When he awoke, his cell phone and papers on the Politkovskaya case were gone, although his wallet and cash were untouched. When he tried to report the attack, he said, police accused him of faking his injuries.
A Chechen parliament deputy, Isa Khadzhimuratov, said Monday he believes Markelov's killing was likely connected to the Budanov case." Like a real patriot, Markelov decided to restore justice and the protect interests of his clients," Khadzhimuratov said.
One of Markelov's last clients was Mokhamadsalakh Masayev, who alleged in 2006 he was held in a secret prison in Chechen President Ramzan Kadyrov's home village and subjected to inhuman and degrading treatment. Masayev was abducted in Chechnya in August; his whereabouts remain unknown.

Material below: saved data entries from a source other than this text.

PR #4035, opened 2024-07-17
ParmParse: Refactoring II

WeiqunZhang:
Use std::unordered_map instead of std::vector. This speeds up significantly when there are thousands of parameters.


WeiqunZhang:
Depends on #4031

asalmgren (approved):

"For victims of human rights abuses in Chechnya he was a hero," Lokshina said.
Markelov also represented the victims of a 2004 police sweep in the Ural Mountains city of Blagoveshchensk, where hundreds of residents were beaten by police. He has defended anti-fascist movements and has been threatened by nationalist groups as a result, according to Russian media and activists.
Since the late 1990s, the Federal Security Service has often tried to question Markelov as a witness to prevent him from participating in trials as a lawyer, Cherkasov said.
"When one needed a bold journalist, one called Politkovskaya, when one needed a bold lawyer, one called Markelov," said Kremlin critic and rights activist Lev Ponomaryov.